EXERCISE INPUT START

PR #172, opened 2023-02-10
Bug fix: multiple search fields

C-gyorfi:
Using `defendantName` and `courtName` searches broke the search because both fields used the ambiguous `:name` param Updated query and added test

### DIFF
--- a/cypress/e2e/filter/filterCases.cy.ts
+++ b/cypress/e2e/filter/filterCases.cy.ts
@@ -230,7 +230,7 @@ describe("Case list", () => {
       confirmMultipleFieldsDisplayed(["Case00000", "Case00001", "Case00002"])
     })
 
-    it("Should let to use all search fields", () => {
+    it("Should let users use all search fields", () => {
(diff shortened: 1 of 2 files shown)


cypress/e2e/filter/filterCases.cy.ts
```diff
@@ -230,6 +230,54 @@ describe("Case list", () => {
       confirmMultipleFieldsDisplayed(["Case00000", "Case00001", "Case00002"])
     })
 
+    it("Should let to use all search fields", () => {
```
monotypical, line 233: typo here

monotypical (approved):
good catch!

cypress/e2e/filter/filterCases.cy.ts
C-gyorfi: Fixed [6a49834](https://github.com/ministryofjustice/bichard7-next-ui/pull/172/commits/6a498340c20f60a19d906f55e660c6bea52e71ee)

monotypical (approved):

PR #179, opened 2023-02-16
Bicaws 2617 display sorting column order

joe-fol:


cypress/component/ColumnOrderIcons.cy.tsx
```diff
@@ -0,0 +1,14 @@
+import React from "react"
+import ColumnOrderIcons from "../../src/features/CourtCaseFilters/ColumnOrderIcons"
+
+describe("ColumnOrderIcons.cy.tsx", () => {
```
monotypical, line 4: these cypress component tests are great to see 🤩

cypress/component/ColumnOrderIcons.cy.tsx
```diff
@@ -0,0 +1,14 @@
...
+  it("up arrow", () => {
+    cy.mount(<ColumnOrderIcons columnName={"defendantName"} currentOrder={"asc"} orderBy={"defendantName"} />)
```
monotypical, line 6: could we add some assertions here that an element with the class `upArrow` exists? and likewise for the other tests in this file, then we're checking that the right arrows are showing

cypress/e2e/index.cy.ts
```diff
@@ -178,6 +178,13 @@ describe("Case list", () => {
         cy.visit("/bichard")
 
         cy.findByText("Court Name").click()
+        cy.findByText("Court Name").parent().siblings().get('*[class^="icon"]').should("exist")
+        cy.findByText("Court Name")
+          .parent()
+          .siblings()
+          .get('*[class^="icon"]')
+          .get('*[class^="upArrow"]')
```
monotypical, line 186: since the `upArrow` and `downArrow` classes aren't generated by `react-jss` and are static, we can shorten this to `.upArrow` instead of `*[class^="upArrow"]`

monotypical (commented):
Great work 🎉

I think it would be nice to have some shortcuts to run the cypress component tests from `package.json` as something like `cypress:run:component`, and also to run these in the CI, as currently we only run the e2e cypress tests

We need to pass `--component` to cypress to run the component tests https://docs.cypress.io/guides/guides/command-line

monotypical (approved):

PR #181, opened 2023-02-16
BICAWS-2506: Tech Debt: Resolve accessibility issue with conditional fields

agnieszkazbikowska-madetech:


monotypical (approved):

src/components/CourtDateFilter/CourtDateFilterOptions.tsx
```diff
@@ -43,7 +43,6 @@ const CourtDateFilterOptions: React.FC<Props> = ({ dateRange, dispatch, customDa
         <RadioButton
           name={"courtDate"}
           id={"date-range"}
-          dataAriaControls={"conditional-date-range"}
```
C-gyorfi, line 46: Unfortunatelly if we remove this, it breaks the collapsable radio buttons(they are aways displayed):
image

cypress/support/helpers.ts
```diff
@@ -0,0 +1,4 @@
+export const waitForPageToLoad = () => {
+  // eslint-disable-next-line cypress/no-unnecessary-waiting
+  cy.wait(1000)
```
C-gyorfi, line 3: This will always add a second to the test run whenever we call it. Could we use the following instead?
```
cy.get("h1", {timeout: 1000})
```

agnieszkazbikowska-madetech: We had this before and the tests were failing. We've had a look with @monotypical .

monotypical: Yeah, unfortunately with just waiting for h1 we would still sometimes get accessability violations with the tests being run before the page had fully loaded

EXERCISE INPUT END

▶ **WHAT IS EXPECTED**
For each line above that includes the word "describe", make a copy of that line.

▶ **SOLUTION FOR THIS TASK**
@@ -230,7 +230,7 @@ describe("Case list", () => {
@@ -230,6 +230,54 @@ describe("Case list", () => {
+describe("ColumnOrderIcons.cy.tsx", () => {
@@ -178,6 +178,13 @@ describe("Case list", () => {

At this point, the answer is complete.